Mycroft Community Forum

Free german tts voice for mycroft (sneak preview)

For tacotron, a gpu would be ideal. I use nvidia 1030’s, they don’t draw much when idle and fanless models are available. Yes, this necessitates running a host with them in it 24/7, but for quality and speed you’re going to have to make some trade-offs.

We’re quickly approaching a place were cpu can be used instead of a gpu, so this answer may change in the next year.

1 Like

Very recently an article popped up on how to setup a Win (easily reproduceable in linux) deepspeech server for Mycroft

Yet, Mozilla trained models seem a little bit different with using pbmm and some separate scorer.

Like the exclusion :grin:

Got a stripped naked 1080 (only 2GB dedicated though)

I already thought that’d catch someone’s eye :grin: .
I’m trying to be “nice” though, but if i’m successful in it should “the other guys” say. :wink:

I can gladly confirm that Thorsten is a nice guy, too. :smile:

2 Likes

As it turns out this is a mmap-able format for inferencing. The pretty easy process to convert pb to pbmm is described here

This would be for deepspeech, not TTS.

The Deepspeech server is serving STT/TTS. I just don’t think it will run another model type.

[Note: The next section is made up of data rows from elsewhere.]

PR #1145, opened 2018-10-26
Datastore descendants ref doc

### LINKED ISSUE #1007: Datastore ancestor-based parent-child  POJO relationships

ChengyuanZhao:
fixes #1007 

ref doc for ancestors and descendants

### DIFF
--- a/spring-cloud-gcp-docs/src/main/asciidoc/datastore.adoc
+++ b/spring-cloud-gcp-docs/src/main/asciidoc/datastore.adoc
@@ -267,7 +267,46 @@ Collections of embedded objects can also be stored as the values of embedded Map
 
 ==== Relationships
 
-This feature is not supported yet.
+Parent-child relationships are supported via the `@Descendants` annotation.
+
+[source, java]
+----
+import org.springframework.cloud.gcp.data.datastore.core.mapping.Descendants;
+import org.springframework.data.annotation.Id;
+
+@Entity
+public class ShoppingOrder {
+  @Id
+  long id;
+
+  @Descendants
+  List<Item> children;
+}
+
+@Entity
+public class Item {
+  @Id
+  Key purchasedItemKey;
+
+  String name;
+
+  Timestamp originalAcquisitionTime;
+}
+----
+
+The parent-child relationship structure of objects is stored in Cloud Datastore using Datastore's https://cloud.google.com/datastore/docs/concepts/entities#ancestor_paths[ancestor relationships].
+These relationships can be many levels deep.
+
+Properties holding child entities must be collection-like, but they can be any of the supported types inter-convertible collection-like types that are supported for regular properties such as `List`, arrays, `Set`, etc...
+Child items must have `Key` as their ID type because Cloud Datastore stores the ancestor relationship link inside the keys of the children.
+
+Reading or saving an entity automatically causes all subsequent levels of children under that entity to be read or saved, respectively.
+If a new child is created and added to a property annotated `@Descendants` and the key property is left null, then a new key will be allocated for that child.
+
+Children entities cannot be moved from the property of one parent to that of another unless the child's key property is set to null or a value that contains the new parent as an ancestor.
+Since Cloud Datastore entity keys can have multiple parents it is possible that a child entity appears in the property of multiple parent entities.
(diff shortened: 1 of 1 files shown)


ChengyuanZhao:
@meltsufin @dmitry-s we're finally there! final little bit of the ancestors/descendants work. PTAL.

spring-cloud-gcp-docs/src/main/asciidoc/datastore.adoc
```diff
@@ -267,7 +267,47 @@ Collections of embedded objects can also be stored as the values of embedded Map
...
+These relationships can be many levels deep.
+
+Properties holding child entities must be collection-like, but they can be any of the supported inter-convertible collection-like types that are supported for regular properties such as `List`, arrays, `Set`, etc...
+Child items must have `Key` as their ID type because Cloud Datastore stores the ancestor relationship link inside the keys of the children.
+
+Reading or saving an entity automatically causes all subsequent levels of children under that entity to be read or saved, respectively.
+If a new child is created and added to a property annotated `@Descendants` and the key property is left null, then a new key will be allocated for that child.
+The ordering of the retrieved children may not be the same as the ordering in the original property that was saved.
+
+Children entities cannot be moved from the property of one parent to that of another unless the child's key property is set to null or a value that contains the new parent as an ancestor.
```
```suggestion
Child entities cannot be moved from the property of one parent to that of another unless the child's key property is set to `null` or a value that contains the new parent as an ancestor.
```

spring-cloud-gcp-docs/src/main/asciidoc/datastore.adoc
```diff
@@ -267,7 +267,47 @@ Collections of embedded objects can also be stored as the values of embedded Map
...
+Since Cloud Datastore entity keys can have multiple parents it is possible that a child entity appears in the property of multiple parent entities.
```
```suggestion
Since Cloud Datastore entity keys can have multiple parents, it is possible that a child entity appears in the property of multiple parent entities.
```

spring-cloud-gcp-docs/src/main/asciidoc/datastore.adoc
```diff
@@ -267,7 +267,47 @@ Collections of embedded objects can also be stored as the values of embedded Map
...
+import org.springframework.cloud.gcp.data.datastore.core.mapping.Descendants;
+import org.springframework.data.annotation.Id;
+
+@Entity
+public class ShoppingOrder {
+  @Id
+  long id;
+
+  @Descendants
+  List<Item> children;
```
```suggestion
  List<Item> items;
```

spring-cloud-gcp-docs/src/main/asciidoc/datastore.adoc
```diff
@@ -267,7 +267,47 @@ Collections of embedded objects can also be stored as the values of embedded Map
...
+}
+
+@Entity
+public class Item {
+  @Id
+  Key purchasedItemKey;
+
+  String name;
+
+  Timestamp originalAcquisitionTime;
```
meltsufin: I was expecting something like price or count. What's that?
```suggestion
  BigDecimal price;
```

ChengyuanZhao: @meltsufin  We cannot put "price" here because it is contrary to the example. 

I specifically avoided doing that. 

Price is something "static" for all items of that price, and as you can see our item is specific to a specific shopping cart. "originalAcquisitionTime" is the time this specific physical item was acquired from the factory or supplier, and that is not static to every item of the same model or type.

meltsufin: Maybe I don't understand retail enough, but I never considered that an item in the shopping cart has some acquisition time attirbute. Maybe time of placement into the cart? Maybe a realistic example would be to have a reference to a product? I don't know, I'm confused by this example. Does it make sense to everyone else?

ChengyuanZhao: This really doesn't have anything to do with retail. It just needs to be an attribute specific to an instance of an item, and not just to the model of item. 

If it helps you understand, I can change this the time it was added to cart instead of time the item entered the warehouse.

Deepspeech just does STT. Tacotron is TTS.



This is about the later.

@baconator
Oh OK, now i’ve dug a little deeper i saw that the articles talking about 2 servers with the second model already packaged, so i haven’t recognized it as such.

So, STT aside. Is the TTS serveing (described in the how-to) still viable? Or what would you suggest?

Is STT modeling sourced from one speaker beneficial?

@Thorsten @Dominik Have you planned to upload the model?

If you’re referring to https://github.com/mozilla/TTS/tree/master/TTS/server then yes, this is still viable and I just sent off a package earlier today using that.

Possibly for that one person. A wider set of submitted data would almost certainly help, even if the bulk of the data was from one person.

We first want to iron out the shortcomings mentioned above, e.g. “stop attention” and voice quality. After that the TTS & vocoder models will be published.

2 Likes

As discussed in Mycroft chat with @SGee i’ve uploaded the sample phrases as in first post with a new “vocoder” (wavegrad) model training. @Dominik and i are currently playing around with different vocoders.

It’s based on same taco2 model as first samples (460k steps), so voice flow is identical but it’s pronounced diffently. Random noise in background will (hopefully) get away on more training steps (currently wavegrad training on 350k steps).

3 Likes

My german offline TTS model is ready to be used in Mycroft.

Here’s a video showing how to set it up.

4 Likes

thx a lot for all the hard work. works great but sadly on my machines quite slow and therefore almost not usable since I’m not sure how to improve the time it takes to generate the wav.

A better machine. What are you trying it on now?

Intel® Xeon® CPU E3-1246 v3 @ 3.50GHz
or a
CPU(s) 8 x Intel(R) Core™ i7-6700T CPU @ 2.80GHz

Got a GPU on either one?

no… just the integrated ones in the CPU ( Intel® Xeon® CPU E3-1246 v3 @ 3.50GHz)

I’d check if the model can be run easily with the Griffin-Lim vocoder. That could be faster but with less quality.
I’ll check and give feedback if i know it’s working.

thx a lot. In our video what kind of hardware did you use, the developer kit is based on what chip?